Exercise prompt — Would you please return the lines of the entries below starting at the line that has "PR #577, opened 2023-03-03" and ending at the line that has "PR #580, opened 2023-03-03", both included, exactly as they are?

Records provided Start Marker

PR #2469, opened 2025-04-01
FSDP2 support

winglian:
# Description

### DIFF
--- a/src/axolotl/integrations/liger/__init__.py
+++ b/src/axolotl/integrations/liger/__init__.py
@@ -27,6 +27,7 @@ from axolotl.integrations.base import BasePlugin
 
 from ...utils.distributed import zero_only
 from .args import LigerArgs  # pylint: disable=unused-import. # noqa: F401
+from .utils import patch_with_compile_disable
 
 LOG = logging.getLogger("axolotl.integrations.liger")
 
@@ -40,6 +41,17 @@ class LigerPlugin(BasePlugin):
         return "axolotl.integrations.liger.LigerArgs"
 
     def pre_model_load(self, cfg):
+        if cfg.torch_compile:
+            import liger_kernel.ops.fused_linear_cross_entropy
+
+            patch_with_compile_disable(
+                liger_kernel.ops.fused_linear_cross_entropy,
+                "fused_linear_cross_entropy_forward",
+            )
+            patch_with_compile_disable(
+                liger_kernel.ops.fused_linear_cross_entropy,
+                "fused_linear_cross_entropy_backward",
+            )
         from liger_kernel.transformers.cross_entropy import LigerCrossEntropyLoss
         from liger_kernel.transformers.functional import liger_cross_entropy
         from liger_kernel.transformers.geglu import LigerGEGLUMLP
--- a/src/axolotl/integrations/liger/__init__.py
+++ b/src/axolotl/integrations/liger/__init__.py
@@ -42,6 +42,7 @@ class LigerPlugin(BasePlugin):
 
     def pre_model_load(self, cfg):
         if cfg.torch_compile:
+            # torch compile will unnecessarily attempt to optimize the triton kernel unless explicitly disabled
             import liger_kernel.ops.fused_linear_cross_entropy
 
             patch_with_compile_disable(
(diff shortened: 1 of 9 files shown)


src/axolotl/integrations/liger/__init__.py
```diff
@@ -40,6 +41,17 @@ def get_input_args(self):
...
+            import liger_kernel.ops.fused_linear_cross_entropy
+
+            patch_with_compile_disable(
+                liger_kernel.ops.fused_linear_cross_entropy,
+                "fused_linear_cross_entropy_forward",
+            )
+            patch_with_compile_disable(
+                liger_kernel.ops.fused_linear_cross_entropy,
+                "fused_linear_cross_entropy_backward",
+            )
```
djsaunde: Can you add a quick note as to why this is needed?

src/axolotl/utils/schemas/config.py
```diff
@@ -933,6 +933,7 @@ def check_fsdp_offload_w_8bit_optimizer(cls, data):
             and "8bit" in data.get("optimizer", "")
             and data.get("fsdp_config")
             and data["fsdp_config"].get("fsdp_offload_params")
+            and str(data["fsdp_config"].get("fsdp_version")) != "2"
```
djsaunde, line 953: Is this only support for FSDP 2? I wonder why we had this check before?

djsaunde (commented):
Are additional tests needed?

src/axolotl/utils/schemas/config.py
winglian: So 8bit optimizers didn't work with FSDP1, so this original check was looking for it. with FSDP2, it no longer uses FlatParams  but DTensors which allows us to support it. This check is modified to only continue to warn if it's not FSDP2.

src/axolotl/utils/trainer.py
```diff
@@ -556,6 +558,10 @@ def setup_fsdp_envs(cfg):
         os.environ["FSDP_TRANSFORMER_CLS_TO_WRAP"] = (
             cfg.fsdp_config.fsdp_transformer_layer_cls_to_wrap
         )
+    if cfg.fsdp_config.fsdp_reshard_after_forward is not None:
+        os.environ["FSDP_RESHARD_AFTER_FORWARD"] = (
+            "true" if cfg.fsdp_config.fsdp_reshard_after_forward else "false"
+        )
```
salmanmohammadi, line 564:
```suggestion
        os.environ["FSDP_RESHARD_AFTER_FORWARD"] = cfg.fsdp_config.fsdp_reshard_after_forward
```

salmanmohammadi:
I think we need to make sure loading/saving checkpoints work and catch any optimizers which won't work. Optionally also allow for meta-device initialization (does accelerate support this?)

Here's a good reference for things we should include https://github.com/pytorch/torchtitan/blob/main/docs/fsdp.md

src/axolotl/utils/trainer.py
winglian: That change could leave that env value as `None`, which isn't the intention

salmanmohammadi: Ah mb

winglian:
Looks like we're waiting on https://github.com/huggingface/transformers/pull/37147

EDIT: merged, now need it in a release

S1ro1:
@SalmanMohammadi 
> I think we need to make sure loading/saving checkpoints work and catch any optimizers which won't work. Optionally also allow for meta-device initialization (does accelerate support this?)
> 
> Here's a good reference for things we should include https://github.com/pytorch/torchtitan/blob/main/docs/fsdp.md

I'll be adding support for extra stuff when I have capacity to match torchtitan fully, open to collab so we don't waste capacity working on the same stuff.

Re meta initialization: Closest we are to this is `--fsdp_cpu_ram_efficient_loading` flag, which loads the model on rank 0 and has `torch.emtpy` on other ranks, note that this isn't effectively using meta device, all ranks have stuff on CPU, though non-main ranks are empty tensors. Also to note, this works only for transformers models.

winglian:
thanks @S1ro1, looks like transformers checkpoint saves of FSDP2 is broken atm, so we're blocked on that still

S1ro1:
> thanks @S1ro1, looks like transformers checkpoint saves of FSDP2 is broken atm, so we're blocked on that still

I'll take a look, I think it just uses gathering to full_state_dict which I wanted to do in a smarter way to not spike the mem usage, though the straight-forward solution should on-par with FSDP1 and simple enough

S1ro1:
@winglian what exactly do you need supported? When using `transformers.Trainer` everything worked for me. What method of saving are we talking about exactly.

PR #536, opened 2023-02-23
NTS KE server

folkertdev:
functionally complete. Remaining issues are configuration and error handling.


ntp-proto/src/nts_record.rs
```diff
@@ -1027,6 +1315,31 @@ mod test {
...
+        let decode_output = || {
+            for chunk in bytes.chunks(24) {
+                decoder = match decoder.step_with_slice(chunk) {
+                    ControlFlow::Continue(d) => d,
+                    ControlFlow::Break(done) => return done,
+                };
+            }
+
+            Err(KeyExchangeError::IncompleteResponse)
+        };
```
folkertdev, line 1336: this can be made a bit nicer with labelled blocks. Needs a newer rust again though

ntp-daemon/src/keyexchange.rs
```diff
@@ -36,6 +44,48 @@ pub(crate) async fn key_exchange(
...
+        let fut = async move {
+            BoundKeyExchangeServer::run(stream, config, keyset)
+                .await
+                .map_err(|ke_error| std::io::Error::new(std::io::ErrorKind::Other, ke_error))
+        };
+
+        tokio::spawn(async move {
+            match fut.await {
+                Err(err) => tracing::error!(?err, ?peer_addr, "NTS KE failed"),
+                Ok(()) => tracing::info!(?peer_addr, "NTS KE completed"),
```
davidv1992, line 83: Given how often both of these will occur on a typical server, and the fact that errors are quite often not errors on our side (it could just be the client closing the connection earlier than we expect or something like that), I would suggest significantly lowering the importance of these messages (debug for Ok, and debug or info for the error case)

ntp-daemon/src/keyexchange.rs
```diff
@@ -36,6 +44,48 @@ pub(crate) async fn key_exchange(
...
+        let keyset = provider.get();
+
+        let fut = async move {
+            BoundKeyExchangeServer::run(stream, config, keyset)
+                .await
+                .map_err(|ke_error| std::io::Error::new(std::io::ErrorKind::Other, ke_error))
+        };
+
+        tokio::spawn(async move {
+            match fut.await {
```
davidv1992, line 81: Missing timeout here, which makes this server very vulnerable to DoS attacks. (just open a lot of connections and never close them)

ntp-proto/src/nts_record.rs
```diff
@@ -182,6 +182,44 @@ impl NtsRecord {
         ]
     }
 
+    pub fn server_key_exchange_records(
```
davidv1992, line 185: nit: does this need to be pub?

davidv1992 (commented):
Short preliminary review to speed up the process once this is fully done. Looks very promising already, just a few minor issues.

ntp-proto/src/nts_record.rs
folkertdev: nope, fixed

ntp-daemon/src/keyexchange.rs
folkertdev: good call

davidv1992:
Looks good to me, once we have the plumbing this should be fine to merge

Issue #518, opened 2023-02-10
Make sure that the configuration file has correct permissions and warn/error if it does not 


rnijveld:
We don't want configuration files that have 0o777 permissions

0xcrust:
Hey. I would like to take this one on. Is that fine with you?

davidv1992:
Feel free to propose a pull request. We do however have some license issues still to discuss internally so it might take a bit to merge it even if it is good (think a few months)

0xcrust:
Thanks for the heads up. I'd like to make the PR anyways. Some feedback would be appreciated

PR #539, opened 2023-02-24
Warn on unrestricted write permissions for config file

0xcrust:
Addresses #518

### DIFF
--- a/ntp-daemon/src/config/mod.rs
+++ b/ntp-daemon/src/config/mod.rs
@@ -13,6 +13,7 @@ use ntp_proto::{DefaultTimeSyncController, SystemConfig, TimeSyncController};
 use serde::{de, Deserialize, Deserializer};
 use std::{
     io::ErrorKind,
+    os::unix::fs::PermissionsExt,
     path::{Path, PathBuf},
     sync::Arc,
 };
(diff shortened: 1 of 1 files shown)


ntp-daemon/src/config/mod.rs
```diff
@@ -201,6 +202,13 @@ pub enum ConfigError {
 
 impl Config {
     async fn from_file(file: impl AsRef<Path>) -> Result<Config, ConfigError> {
+        let meta = std::fs::metadata(&file).unwrap();
+        let perm = meta.permissions();
+        
+        if perm.mode() & (libc::S_IRWXO | libc::S_IRWXG | libc::S_IRWXU) == 0o777 {
```
davidv1992, line 208: Sorry, the original issue wasn't very worked out on this, but thinking about it a bit more, I think we should primarily warn when the config is world writeable, and this can happen even if the permissions arent 0o777 (a somewhat stupid, but valid example of this on linux is a file with permissions 0117).

davidv1992 (commented):
Thank you for your contribution, the general approach looks good to me, I have one minor comment on the exact check done. I will also take this up with the rest of the team on getting us to a point where we can accept this licensing wise.

davidv1992:
closes #539

ntp-daemon/src/config/mod.rs
davidv1992: It is best to include this in this PR

0xcrust: Done

ntp-daemon/src/config/mod.rs
```diff
@@ -205,6 +206,13 @@ pub enum ConfigError {
 
 impl Config {
     async fn from_file(file: impl AsRef<Path>) -> Result<Config, ConfigError> {
+        let meta = std::fs::metadata(&file).unwrap();
+        let perm = meta.permissions();
+
+        if perm.mode() & libc::S_IWOTH == 0o002 {
```
davidv1992, line 212:
```suggestion
        if perm.mode() & libc::S_IWOTH != 0 {
```
Removes magic number

davidv1992 (approved):

PR #548, opened 2023-03-02
Added proper responses to nts messages.

davidv1992:


ntp-proto/src/packet/mod.rs
```diff
@@ -456,7 +456,87 @@ impl<'a> NtpPacket<'a> {
...
+                        .iter()
+                        .chain(input.efdata.encrypted.iter())
+                        .filter_map(|f| {
+                            if let ExtensionField::NtsCookiePlaceholder { cookie_length } = f {
+                                let new_cookie = keyset.encode_cookie(cookie);
+                                if new_cookie.len() > *cookie_length as usize {
+                                    None
+                                } else {
+                                    Some(ExtensionField::NtsCookie(Cow::Owned(new_cookie)))
+                                }
```
folkertdev, line 524: this logic can be factored out (and hence deduplicated)

ntp-proto/src/packet/mod.rs
```diff
@@ -456,7 +456,87 @@ impl<'a> NtpPacket<'a> {
...
+                    authenticated: input
+                        .efdata
+                        .authenticated
+                        .iter()
+                        .filter_map(|f| {
+                            if matches!(f, ExtensionField::UniqueIdentifier(_)) {
+                                Some(f.clone())
+                            } else {
+                                None
+                            }
```
folkertdev, line 509: can use `into_iter` here if the `authenticated` field is moved down

ntp-proto/src/packet/mod.rs
```diff
@@ -456,7 +456,87 @@ impl<'a> NtpPacket<'a> {
...
+                        .untrusted
+                        .iter()
+                        .chain(input.efdata.authenticated.iter())
+                        .filter_map(|f| {
+                            if matches!(f, ExtensionField::UniqueIdentifier(_)) {
+                                Some(f.clone())
+                            } else {
+                                None
+                            }
+                        })
```
folkertdev, line 474: this operation is done a bunch of times. Maybe factor this out into a function?

ntp-proto/src/packet/mod.rs
folkertdev: maybe even move this whole closure into its own function

ntp-proto/src/packet/mod.rs
davidv1992: done

ntp-proto/src/packet/mod.rs
davidv1992: done

ntp-proto/src/packet/mod.rs
davidv1992: done

folkertdev (approved):

PR #550, opened 2023-03-02
Allow the server to properly handle larger ntp messages.

davidv1992:


ntp-daemon/src/server.rs
```diff
@@ -69,10 +72,10 @@ pub struct ServerTask<C: 'static + NtpClock + Send> {
...
 enum AcceptResult<'a> {
-    Accept(NtpPacket<'a>, SocketAddr, NtpTimestamp),
+    Accept(NtpPacket<'a>, usize, SocketAddr, NtpTimestamp),
     Ignore,
-    Deny(NtpPacket<'a>, SocketAddr),
-    RateLimit(NtpPacket<'a>, SocketAddr),
+    Deny(NtpPacket<'a>, usize, SocketAddr),
+    RateLimit(NtpPacket<'a>, usize, SocketAddr),
     NetworkGone,
 }
```
folkertdev, line 80: I think we should move to struct variants here, so we can name the fields

folkertdev (approved):

PR #577, opened 2023-03-03
Bug fix classic algorithm

davidv1992:
Fixes bug caused by system receiving updates in a different order than they are timestamped (due to concurrency)


folkertdev (approved):
nice!

PR #580, opened 2023-03-03
add config files for a local nts client and server

### LINKED ISSUE #570: add example configurations (for NTS in particular)

folkertdev:
fix #570


davidv1992:
While I approve of the idea, the current naming scheme makes it insufficiently clear that this is an example/testing configuration only, that leaves the user vulnerable (because of known keys) if they use it anywhere.

PR #623, opened 2023-03-20
use Zeroize to zero out secrets on Drop

folkertdev:


ntp-proto/src/packet/crypto.rs
```diff
@@ -89,6 +90,18 @@ impl AesSivCmac256 {
     }
 }
 
+impl Zeroize for AesSivCmac256 {
+    fn zeroize(&mut self) {
+        self.key.zeroize()
+    }
+}
```
davidv1992, line 97: This allows you to (unintendedly) end up with a cipher object with a predictable (read, zero) key, which could pose its own issues. Do we want this?

folkertdev: unintentionally? you'd have to call `zeroize` which won't happen by accident I'd think?

in any case, I don't have a problem with it

PR #626, opened 2023-03-21
remove webpki as a dependency

folkertdev:
it is still used by rustls at the moment, but they will switch over to their fork (that is maintained and has some security/bug fixes). By upgrading rustls when it is released we should get this updated version of webpki automatically.


sanmai-NL:
Ah, I see, you mean the same thing but I interpreted your wording differently.

PR #635, opened 2023-03-27
Configure timestamps, clock and interface

folkertdev:


davidv1992 (changes requested):
Needs a bit more documentation, particularly also around status as mostly experimental, but other than that looks good.

folkertdev:
not sure what you mean by experimental? This stuff all works fine.

The docs are now already ready for hardware timestamping, they don't make much sense without it.

davidv1992 (approved):

PR #647, opened 2023-03-31
Some ratelimiting fixes and clarifications

davidv1992:


ntp-daemon/src/server.rs
```diff
@@ -483,13 +487,14 @@ impl<T: std::hash::Hash + Eq> TimestampedCache<T> {
...
             elements: std::iter::repeat_with(|| None).take(length).collect(),
+            randomstate: RandomState::new(),
         }
     }
 
     fn index(&self, item: &T) -> usize {
         use std::hash::Hasher;
 
-        let mut hasher = std::collections::hash_map::DefaultHasher::default();
+        let mut hasher = self.randomstate.build_hasher();
```
folkertdev, line 497: so this works because

> A particular instance RandomState will create the same instances of [Hasher](https://doc.rust-lang.org/std/hash/trait.Hasher.html), but the hashers created by two different RandomState instances are unlikely to produce the same result for the same values.

so on different runs we use a different random state, but within a run the same value hashes to the same index.

folkertdev (approved):

PR #649, opened 2023-03-31
Deal better with unreachable peers.

davidv1992:


ntp-daemon/src/spawn/standard.rs
```diff
@@ -93,6 +93,10 @@ impl BasicSpawner for StandardSpawner {
         removed_peer: PeerRemovedEvent,
         action_tx: &mpsc::Sender<SpawnEvent>,
     ) -> Result<(), StandardSpawnError> {
+        if removed_peer.reason == PeerRemovalReason::Unreachable {
+            // force new resolution
+            self.resolved = None;
+        }
         if removed_peer.reason != PeerRemovalReason::Demobilized {
             self.spawn(action_tx).await
         } else {
```
folkertdev, line 102: can this be an exhaustive pattern match?

PR #652, opened 2023-03-31
hardware timestamping

folkertdev:


ntp-daemon/src/config/mod.rs
```diff
@@ -110,23 +110,41 @@ where
...
     let data: Option<PathBuf> = Deserialize::deserialize(deserializer)?;
 
-    if let Some(_path_buf) = data {
-        Err(serde::de::Error::custom("not yet supported"))
+    if let Some(path) = data {
+        tracing::info!("using custom clock {path:?}");
+        DefaultNtpClock::from_path(&path).map_err(|e| serde::de::Error::custom(e.to_string()))
     } else {
-        Ok(DefaultNtpClock::default())
+        tracing::info!("using REALTIME clock");
```
davidv1992, line 117: Suggest making this a debug level message to not needlessly confuse regular users.

davidv1992 (commented):
Looks good, only one minor issue with a log message.

ntp-daemon/src/config/mod.rs
folkertdev: fixed

PR #290, opened 2013-05-25
Client side needs a lookup group structure

justinvdm:
We need to add a `LookupGroup` structure that keeps track of the `Lookup`s subscribed to it. When items are added to any of the subscribed lookups, the items will automatically be added to the lookup group. In other words, `LookupGroup` can be thought of as a self-maintaining, 'flattened' collection of the all items of its members.

This has a very important use case for the plumbing component in particular. A state view can keep endpoints of different types, and has a `ViewCollection` for each endpoint type. Using a `LookupGroup`, each state view has a self-maintained collection of all the endpoints it contains.

Then, at the top level (the state diagram view), we can use a `LookupGroup` to keep track of all the endpoints in the diagram (all the state views' endpoints), without ever needing to maintain this collection. This is especially necessary to route connection events to the relevant endpoints, since jsPlumb does not trigger events on its endpoint objects when connections occur (something we really need).

### DIFF
--- a/go/base/static/js/src/components/structures.js
+++ b/go/base/static/js/src/components/structures.js
@@ -115,6 +115,7 @@
       lookup.on('remove', this._remove, this);
 
       this.members._add(key, lookup);
+      return this;
     },
 
     unsubscribe: function(key) {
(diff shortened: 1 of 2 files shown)


peterp:
:+1:

PR #291, opened 2013-05-25
Client side needs state machine models

justinvdm:
The state machine models can serve as base models that are extended and specialised for the different parts of the ui where state-like objects exist (for eg, states in the dialogue screen, the model for the routing block, or the campaign details set up screen). 

These models don't necessarily have to serve as the models to be synced with the server side (although they can be), but can be used as intermediate structures between non-state-machine-like objects synced with the server, and the state-machine-like views. This approach ensures we don't store data/attributes in the views (a violation of the MV pattern) in order to cope with the different nature of the objects we sync with the server and the views themselves.

### DIFF
--- a/go/base/static/js/src/components/states.js
+++ b/go/base/static/js/src/components/states.js
@@ -1,0 +1,67 @@
+// go.components.states
+// ====================
+// Models for the state-machine-like parts of the ui.
+//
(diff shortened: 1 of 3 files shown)


peterp:
:+1:

PR #299, opened 2013-05-29
Remove go.components.structures.ProtectedLookup

justinvdm:
Having things that extend `ProtectedLookup` override its internal methods (`._add()` and `._remove()`) feels a bit wierd. It would probably be better to just use `Lookup`'s `.add()` and `.remove()`, and just expect the things that currently extend `ProtectedLookup` to be used correctly.


peterp:
:+1: also <3

PR #283, opened 2013-05-29
Fix authentication views.

peterp:
Login, logout and password reset forms.

### DIFF
--- a/go/templates/registration/base.html
+++ b/go/templates/registration/base.html
@@ -3,7 +3,7 @@
 {% block content %}
 <div class="row-fluid">
     <div class="span6 offset3 text-center">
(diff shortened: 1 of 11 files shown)


go/templates/registration/base.html
```diff
@@ -3,7 +3,7 @@
 {% block content %}
 <div class="row-fluid">
     <div class="span6 offset3 text-center">
-        <img src="{{ STATIC_URL }}img/logo-lrg.png" alt="Vumi" class="logo-large">
+        <img src="{{ STATIC_URL }}img/logo-lrg.png" alt="VUMI" class="logo-large">
```
justinvdm: For most of the templates in registration, the `alt`s are `Vumi Go`. We should probably make them all the same, unless I am missing something.

justinvdm:
Other than minor comment, :+1:

PR #266, opened 2013-05-29
Data Tables Refactor

peterp:
The tables that are being used everywhere in the app share a common pattern:
1. The have button that are only enabled once a row is checked.
2. The entire row should be clickable to see a detailed item.

The data tables should reflect an interface that's similar to bootstrap as this is the UI component that we're using on the frontend.


go/base/static/js/test/tests/components/tables.test.js
```diff
@@ -0,0 +1,36 @@
...
+
+      go.components.tables.init({
+        tableSelector: $table
+      });
+    });
+
+    it('should propogate events on the td element which holds the checkbox', function() {
+      var td = 'tbody tr:first-child td:first-child';
+      $table.find(td).trigger('click');
+      assert.equal($table.find(td).find('input:checkbox').prop('checked'), true);
```
justinvdm: Sorry for bikeshedding, but can we maybe just use `assert` or `assert.isTrue` for the truth assertions?

go/base/static/js/src/components/tables.js
```diff
@@ -0,0 +1,80 @@
...
+            if (typeof(opts.checkedToggle) !== 'undefined') {
+                $(opts.checkedToggle).prop('disabled', !oneChecked);
+            }
+        });
+
+        // the entire row of the table should act as a link, except for the
+        // header row.
+        $table.find('tbody tr').click(function() {
+            var url = $(this).attr(opts.linkAttribute);
+            if (url.length) window.location = url;
```
justinvdm: Can't we just check `url` instead of `url.length`?

justinvdm:
Can we maybe add a test to see that `checkedToggle` is working properly? Other than that, and the small comments, looks good!

justinvdm:
:+1:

Records provided End Marker

Task result —
PR #577, opened 2023-03-03
Bug fix classic algorithm

davidv1992:
Fixes bug caused by system receiving updates in a different order than they are timestamped (due to concurrency)


folkertdev (approved):
nice!

PR #580, opened 2023-03-03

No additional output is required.